__Exercise directions__: Every line holding "think" should be copied from the records below.

__Data in this exercise__:
PR #171, opened 2018-12-06
Make MicroBenchmarks.sln work for VS 2017

adamsitnik:
Today I was preparing for my tomorrow's demo and when I opened MicroBenchmarks.sln with most recent VS 2017 I run into following problems:

* VS offered me to update Unit Test project to "newer project system". It kept doing that... Adding `<Project Sdk="Microsoft.NET.Sdk" ToolsVersion="15.0">` instead of `<Project Sdk="Microsoft.NET.Sdk">` made it happy
* VS did not recognize the dependency between `MicroBenchmarks.csproj` and `Tests.csproj` so I had to define it in explicit way in the solution file to get it working with pressing "Build" just once
* The old `<RuntimeFrameworkVersion Condition="'$(TargetFramework)' == 'netcoreapp2.2'">2.2.0-*</RuntimeFrameworkVersion>` was a workaround (https://github.com/dotnet/cli/issues/10074), which is not needed anymore since 2.2 was shipped

btw if you want to use preview of .NET Core 3.0 in VS 2017 you need to enable following setting in VS:
image

### DIFF
--- a/src/benchmarks/micro/MicroBenchmarks.sln
+++ b/src/benchmarks/micro/MicroBenchmarks.sln
@@ -6,6 +6,9 @@ MinimumVisualStudioVersion = 10.0.40219.1
 Project("{9A19103F-16F7-4668-BE54-9A1E7A4F7556}") = "MicroBenchmarks", "MicroBenchmarks.csproj", "{D99F63AE-3154-4F13-9424-FA5F9D032D1D}"
 EndProject
 Project("{FAE04EC0-301F-11D3-BF4B-00C04F79EFBC}") = "Tests", "Tests\Tests.csproj", "{A40E51E2-99EB-4F64-ADCC-94FEA3FF1399}"
+	ProjectSection(ProjectDependencies) = postProject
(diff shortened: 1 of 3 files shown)


jorive:
Do we need `*.sln` files? Can we just add `*.sln` to `.gitignore`? They are tide to VS and will always need to be updated. What happen when someone does not have VS[latest]? I think VS will create a `*.sln` file when a `*.csproj` is opened and there wasn't already one solution.

adamsitnik:
I think that once you have more than 1 project you have to have a solution file. Here we have 2: MicroBenchmarks.csproj and Tests.csproj

jorive:
Yes, I've noticed that if you open `MicroBenchmarks.csproj` it creates a `MicroBenchmarks.sln` (it does not need to load `Tests.csproj`), BUT if you open `Tests.csproj` it will create a `Tests.sln` without loading its dependent `MicroBenchmarks.csproj` project.

jorive:
I have mixed feelings about `*.sln` files.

__Result__:
Do we need `*.sln` files? Can we just add `*.sln` to `.gitignore`? They are tide to VS and will always need to be updated. What happen when someone does not have VS[latest]? I think VS will create a `*.sln` file when a `*.csproj` is opened and there wasn't already one solution.
I think that once you have more than 1 project you have to have a solution file. Here we have 2: MicroBenchmarks.csproj and Tests.csproj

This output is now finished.